# Problem to work on:
The answer should consist of all the entries, repeated word for word.

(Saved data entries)
************

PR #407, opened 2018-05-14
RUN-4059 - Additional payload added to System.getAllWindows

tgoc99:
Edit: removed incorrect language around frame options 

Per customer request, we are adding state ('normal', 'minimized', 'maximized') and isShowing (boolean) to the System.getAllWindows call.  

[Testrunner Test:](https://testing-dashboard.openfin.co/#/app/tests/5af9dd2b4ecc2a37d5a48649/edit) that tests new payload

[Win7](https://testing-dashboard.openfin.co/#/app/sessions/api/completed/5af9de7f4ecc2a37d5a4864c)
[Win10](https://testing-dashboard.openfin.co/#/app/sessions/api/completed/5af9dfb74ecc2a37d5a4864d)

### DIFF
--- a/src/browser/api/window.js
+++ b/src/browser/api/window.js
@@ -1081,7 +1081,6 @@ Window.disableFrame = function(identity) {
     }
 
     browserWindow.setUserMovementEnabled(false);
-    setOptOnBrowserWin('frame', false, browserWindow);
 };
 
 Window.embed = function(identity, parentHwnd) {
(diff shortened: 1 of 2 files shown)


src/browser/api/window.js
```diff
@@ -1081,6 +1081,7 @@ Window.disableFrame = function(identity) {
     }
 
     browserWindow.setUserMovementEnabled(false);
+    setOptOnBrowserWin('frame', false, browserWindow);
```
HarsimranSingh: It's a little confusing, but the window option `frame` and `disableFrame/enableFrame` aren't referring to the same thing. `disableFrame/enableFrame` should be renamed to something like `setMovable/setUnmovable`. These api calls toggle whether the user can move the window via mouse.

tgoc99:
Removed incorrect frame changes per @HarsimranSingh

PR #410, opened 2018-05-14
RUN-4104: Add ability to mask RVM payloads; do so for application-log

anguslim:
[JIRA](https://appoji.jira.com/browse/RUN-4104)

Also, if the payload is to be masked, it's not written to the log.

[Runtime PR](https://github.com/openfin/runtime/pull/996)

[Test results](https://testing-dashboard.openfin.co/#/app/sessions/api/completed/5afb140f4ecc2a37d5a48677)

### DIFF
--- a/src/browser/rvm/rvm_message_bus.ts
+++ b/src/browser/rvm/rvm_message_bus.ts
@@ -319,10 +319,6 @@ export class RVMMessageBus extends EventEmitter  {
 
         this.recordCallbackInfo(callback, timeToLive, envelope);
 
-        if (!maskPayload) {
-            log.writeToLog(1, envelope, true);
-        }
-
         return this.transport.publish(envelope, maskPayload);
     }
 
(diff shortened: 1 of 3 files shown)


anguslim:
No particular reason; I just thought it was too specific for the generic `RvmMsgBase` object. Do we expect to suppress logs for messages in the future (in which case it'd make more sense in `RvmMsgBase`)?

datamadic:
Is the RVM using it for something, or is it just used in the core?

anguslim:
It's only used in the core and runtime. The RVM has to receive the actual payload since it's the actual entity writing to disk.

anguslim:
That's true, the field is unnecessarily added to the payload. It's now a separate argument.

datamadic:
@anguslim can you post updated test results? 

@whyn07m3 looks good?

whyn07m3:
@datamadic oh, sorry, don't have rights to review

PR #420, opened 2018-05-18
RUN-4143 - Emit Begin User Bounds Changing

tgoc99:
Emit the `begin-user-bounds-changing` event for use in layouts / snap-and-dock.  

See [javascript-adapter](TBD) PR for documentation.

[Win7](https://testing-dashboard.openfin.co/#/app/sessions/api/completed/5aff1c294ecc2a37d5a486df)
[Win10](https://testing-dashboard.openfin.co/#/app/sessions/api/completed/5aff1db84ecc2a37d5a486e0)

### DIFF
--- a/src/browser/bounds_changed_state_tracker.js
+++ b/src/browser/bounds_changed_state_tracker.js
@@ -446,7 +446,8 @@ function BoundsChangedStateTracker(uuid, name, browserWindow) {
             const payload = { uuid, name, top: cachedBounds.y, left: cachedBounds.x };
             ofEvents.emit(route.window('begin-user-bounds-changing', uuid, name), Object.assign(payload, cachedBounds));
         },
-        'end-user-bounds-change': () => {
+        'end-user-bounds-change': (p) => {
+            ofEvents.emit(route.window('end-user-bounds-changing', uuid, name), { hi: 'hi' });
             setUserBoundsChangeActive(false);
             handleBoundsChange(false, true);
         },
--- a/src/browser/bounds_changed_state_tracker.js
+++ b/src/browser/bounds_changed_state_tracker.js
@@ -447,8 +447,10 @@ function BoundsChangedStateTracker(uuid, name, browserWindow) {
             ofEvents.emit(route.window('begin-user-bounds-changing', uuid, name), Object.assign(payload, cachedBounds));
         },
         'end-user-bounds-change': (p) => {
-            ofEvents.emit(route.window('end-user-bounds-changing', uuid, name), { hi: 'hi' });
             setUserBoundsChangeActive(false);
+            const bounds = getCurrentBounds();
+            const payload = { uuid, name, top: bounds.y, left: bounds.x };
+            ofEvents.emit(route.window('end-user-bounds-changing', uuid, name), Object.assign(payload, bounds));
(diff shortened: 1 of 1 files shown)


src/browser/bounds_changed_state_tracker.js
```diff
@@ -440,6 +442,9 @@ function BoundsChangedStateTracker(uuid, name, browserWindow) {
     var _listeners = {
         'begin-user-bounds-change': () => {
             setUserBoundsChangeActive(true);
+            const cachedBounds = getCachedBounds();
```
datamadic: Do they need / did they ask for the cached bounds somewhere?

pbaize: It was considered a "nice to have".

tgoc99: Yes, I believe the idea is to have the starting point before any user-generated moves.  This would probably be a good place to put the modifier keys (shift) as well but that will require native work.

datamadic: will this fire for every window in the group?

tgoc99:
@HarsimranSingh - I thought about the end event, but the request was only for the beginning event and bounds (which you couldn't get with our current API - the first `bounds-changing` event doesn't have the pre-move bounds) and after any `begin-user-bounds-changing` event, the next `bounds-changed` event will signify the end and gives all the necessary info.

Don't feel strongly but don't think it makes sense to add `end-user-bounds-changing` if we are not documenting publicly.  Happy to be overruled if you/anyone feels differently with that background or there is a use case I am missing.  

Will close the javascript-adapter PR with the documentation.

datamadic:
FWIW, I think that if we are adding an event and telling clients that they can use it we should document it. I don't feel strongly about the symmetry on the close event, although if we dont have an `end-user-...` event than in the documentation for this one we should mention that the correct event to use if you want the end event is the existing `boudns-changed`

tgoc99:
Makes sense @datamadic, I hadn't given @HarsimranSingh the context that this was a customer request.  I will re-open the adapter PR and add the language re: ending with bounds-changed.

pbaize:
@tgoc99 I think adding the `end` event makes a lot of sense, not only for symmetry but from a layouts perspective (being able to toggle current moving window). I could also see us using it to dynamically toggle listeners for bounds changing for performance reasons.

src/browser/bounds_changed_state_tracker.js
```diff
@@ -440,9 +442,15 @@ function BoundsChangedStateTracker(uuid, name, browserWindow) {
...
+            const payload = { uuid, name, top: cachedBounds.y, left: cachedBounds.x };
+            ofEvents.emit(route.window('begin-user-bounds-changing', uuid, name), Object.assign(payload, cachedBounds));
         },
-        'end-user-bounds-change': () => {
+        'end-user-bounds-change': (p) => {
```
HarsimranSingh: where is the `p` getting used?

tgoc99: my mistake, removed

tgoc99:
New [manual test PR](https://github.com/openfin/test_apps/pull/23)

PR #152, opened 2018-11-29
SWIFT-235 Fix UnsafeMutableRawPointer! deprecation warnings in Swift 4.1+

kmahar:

************

# Solved exercise:
PR #407, opened 2018-05-14
RUN-4059 - Additional payload added to System.getAllWindows

tgoc99:
Edit: removed incorrect language around frame options 

Per customer request, we are adding state ('normal', 'minimized', 'maximized') and isShowing (boolean) to the System.getAllWindows call.  

[Testrunner Test:](https://testing-dashboard.openfin.co/#/app/tests/5af9dd2b4ecc2a37d5a48649/edit) that tests new payload

[Win7](https://testing-dashboard.openfin.co/#/app/sessions/api/completed/5af9de7f4ecc2a37d5a4864c)
[Win10](https://testing-dashboard.openfin.co/#/app/sessions/api/completed/5af9dfb74ecc2a37d5a4864d)

### DIFF
--- a/src/browser/api/window.js
+++ b/src/browser/api/window.js
@@ -1081,7 +1081,6 @@ Window.disableFrame = function(identity) {
     }
 
     browserWindow.setUserMovementEnabled(false);
-    setOptOnBrowserWin('frame', false, browserWindow);
 };
 
 Window.embed = function(identity, parentHwnd) {
(diff shortened: 1 of 2 files shown)


src/browser/api/window.js
```diff
@@ -1081,6 +1081,7 @@ Window.disableFrame = function(identity) {
     }
 
     browserWindow.setUserMovementEnabled(false);
+    setOptOnBrowserWin('frame', false, browserWindow);
```
HarsimranSingh: It's a little confusing, but the window option `frame` and `disableFrame/enableFrame` aren't referring to the same thing. `disableFrame/enableFrame` should be renamed to something like `setMovable/setUnmovable`. These api calls toggle whether the user can move the window via mouse.

tgoc99:
Removed incorrect frame changes per @HarsimranSingh

PR #410, opened 2018-05-14
RUN-4104: Add ability to mask RVM payloads; do so for application-log

anguslim:
[JIRA](https://appoji.jira.com/browse/RUN-4104)

Also, if the payload is to be masked, it's not written to the log.

[Runtime PR](https://github.com/openfin/runtime/pull/996)

[Test results](https://testing-dashboard.openfin.co/#/app/sessions/api/completed/5afb140f4ecc2a37d5a48677)

### DIFF
--- a/src/browser/rvm/rvm_message_bus.ts
+++ b/src/browser/rvm/rvm_message_bus.ts
@@ -319,10 +319,6 @@ export class RVMMessageBus extends EventEmitter  {
 
         this.recordCallbackInfo(callback, timeToLive, envelope);
 
-        if (!maskPayload) {
-            log.writeToLog(1, envelope, true);
-        }
-
         return this.transport.publish(envelope, maskPayload);
     }
 
(diff shortened: 1 of 3 files shown)


anguslim:
No particular reason; I just thought it was too specific for the generic `RvmMsgBase` object. Do we expect to suppress logs for messages in the future (in which case it'd make more sense in `RvmMsgBase`)?

datamadic:
Is the RVM using it for something, or is it just used in the core?

anguslim:
It's only used in the core and runtime. The RVM has to receive the actual payload since it's the actual entity writing to disk.

anguslim:
That's true, the field is unnecessarily added to the payload. It's now a separate argument.

datamadic:
@anguslim can you post updated test results? 

@whyn07m3 looks good?

whyn07m3:
@datamadic oh, sorry, don't have rights to review

PR #420, opened 2018-05-18
RUN-4143 - Emit Begin User Bounds Changing

tgoc99:
Emit the `begin-user-bounds-changing` event for use in layouts / snap-and-dock.  

See [javascript-adapter](TBD) PR for documentation.

[Win7](https://testing-dashboard.openfin.co/#/app/sessions/api/completed/5aff1c294ecc2a37d5a486df)
[Win10](https://testing-dashboard.openfin.co/#/app/sessions/api/completed/5aff1db84ecc2a37d5a486e0)

### DIFF
--- a/src/browser/bounds_changed_state_tracker.js
+++ b/src/browser/bounds_changed_state_tracker.js
@@ -446,7 +446,8 @@ function BoundsChangedStateTracker(uuid, name, browserWindow) {
             const payload = { uuid, name, top: cachedBounds.y, left: cachedBounds.x };
             ofEvents.emit(route.window('begin-user-bounds-changing', uuid, name), Object.assign(payload, cachedBounds));
         },
-        'end-user-bounds-change': () => {
+        'end-user-bounds-change': (p) => {
+            ofEvents.emit(route.window('end-user-bounds-changing', uuid, name), { hi: 'hi' });
             setUserBoundsChangeActive(false);
             handleBoundsChange(false, true);
         },
--- a/src/browser/bounds_changed_state_tracker.js
+++ b/src/browser/bounds_changed_state_tracker.js
@@ -447,8 +447,10 @@ function BoundsChangedStateTracker(uuid, name, browserWindow) {
             ofEvents.emit(route.window('begin-user-bounds-changing', uuid, name), Object.assign(payload, cachedBounds));
         },
         'end-user-bounds-change': (p) => {
-            ofEvents.emit(route.window('end-user-bounds-changing', uuid, name), { hi: 'hi' });
             setUserBoundsChangeActive(false);
+            const bounds = getCurrentBounds();
+            const payload = { uuid, name, top: bounds.y, left: bounds.x };
+            ofEvents.emit(route.window('end-user-bounds-changing', uuid, name), Object.assign(payload, bounds));
(diff shortened: 1 of 1 files shown)


src/browser/bounds_changed_state_tracker.js
```diff
@@ -440,6 +442,9 @@ function BoundsChangedStateTracker(uuid, name, browserWindow) {
     var _listeners = {
         'begin-user-bounds-change': () => {
             setUserBoundsChangeActive(true);
+            const cachedBounds = getCachedBounds();
```
datamadic: Do they need / did they ask for the cached bounds somewhere?

pbaize: It was considered a "nice to have".

tgoc99: Yes, I believe the idea is to have the starting point before any user-generated moves.  This would probably be a good place to put the modifier keys (shift) as well but that will require native work.

datamadic: will this fire for every window in the group?

tgoc99:
@HarsimranSingh - I thought about the end event, but the request was only for the beginning event and bounds (which you couldn't get with our current API - the first `bounds-changing` event doesn't have the pre-move bounds) and after any `begin-user-bounds-changing` event, the next `bounds-changed` event will signify the end and gives all the necessary info.

Don't feel strongly but don't think it makes sense to add `end-user-bounds-changing` if we are not documenting publicly.  Happy to be overruled if you/anyone feels differently with that background or there is a use case I am missing.  

Will close the javascript-adapter PR with the documentation.

datamadic:
FWIW, I think that if we are adding an event and telling clients that they can use it we should document it. I don't feel strongly about the symmetry on the close event, although if we dont have an `end-user-...` event than in the documentation for this one we should mention that the correct event to use if you want the end event is the existing `boudns-changed`

tgoc99:
Makes sense @datamadic, I hadn't given @HarsimranSingh the context that this was a customer request.  I will re-open the adapter PR and add the language re: ending with bounds-changed.

pbaize:
@tgoc99 I think adding the `end` event makes a lot of sense, not only for symmetry but from a layouts perspective (being able to toggle current moving window). I could also see us using it to dynamically toggle listeners for bounds changing for performance reasons.

src/browser/bounds_changed_state_tracker.js
```diff
@@ -440,9 +442,15 @@ function BoundsChangedStateTracker(uuid, name, browserWindow) {
...
+            const payload = { uuid, name, top: cachedBounds.y, left: cachedBounds.x };
+            ofEvents.emit(route.window('begin-user-bounds-changing', uuid, name), Object.assign(payload, cachedBounds));
         },
-        'end-user-bounds-change': () => {
+        'end-user-bounds-change': (p) => {
```
HarsimranSingh: where is the `p` getting used?

tgoc99: my mistake, removed

tgoc99:
New [manual test PR](https://github.com/openfin/test_apps/pull/23)

PR #152, opened 2018-11-29
SWIFT-235 Fix UnsafeMutableRawPointer! deprecation warnings in Swift 4.1+

kmahar:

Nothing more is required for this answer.